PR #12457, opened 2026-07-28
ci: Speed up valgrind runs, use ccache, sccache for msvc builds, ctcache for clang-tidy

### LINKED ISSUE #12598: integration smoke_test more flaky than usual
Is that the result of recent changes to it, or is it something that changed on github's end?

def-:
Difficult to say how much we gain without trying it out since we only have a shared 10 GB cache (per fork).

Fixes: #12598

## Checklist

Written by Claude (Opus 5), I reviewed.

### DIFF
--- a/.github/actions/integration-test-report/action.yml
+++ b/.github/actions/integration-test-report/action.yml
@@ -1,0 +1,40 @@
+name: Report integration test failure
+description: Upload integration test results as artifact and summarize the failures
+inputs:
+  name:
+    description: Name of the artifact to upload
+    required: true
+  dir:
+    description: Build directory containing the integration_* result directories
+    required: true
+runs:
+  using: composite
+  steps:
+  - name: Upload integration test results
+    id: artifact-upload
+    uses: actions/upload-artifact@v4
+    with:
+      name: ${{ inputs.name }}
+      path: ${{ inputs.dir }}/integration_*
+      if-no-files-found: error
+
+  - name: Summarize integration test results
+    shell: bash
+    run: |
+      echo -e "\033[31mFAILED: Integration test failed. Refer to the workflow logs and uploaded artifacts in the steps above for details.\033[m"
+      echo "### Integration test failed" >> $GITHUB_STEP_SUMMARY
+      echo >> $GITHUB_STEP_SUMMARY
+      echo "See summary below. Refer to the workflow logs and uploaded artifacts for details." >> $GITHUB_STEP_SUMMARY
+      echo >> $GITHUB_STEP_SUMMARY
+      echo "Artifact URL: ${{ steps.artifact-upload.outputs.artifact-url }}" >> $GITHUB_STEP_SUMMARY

━━━━━━━━━━━━━━━━━━━━━━━━━━━━━━

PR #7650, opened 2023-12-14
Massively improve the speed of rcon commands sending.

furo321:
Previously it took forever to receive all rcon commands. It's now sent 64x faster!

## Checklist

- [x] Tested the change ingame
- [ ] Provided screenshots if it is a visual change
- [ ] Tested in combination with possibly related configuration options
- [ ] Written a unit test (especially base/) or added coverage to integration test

━━━━━━━━━━━━━━━━━━━━━━━━━━━━━━

_WORK REQUIRED_
Going through the entries above, count the lines that have the word "logs" and state that count alone.

_RESULT OF THE TASK_
2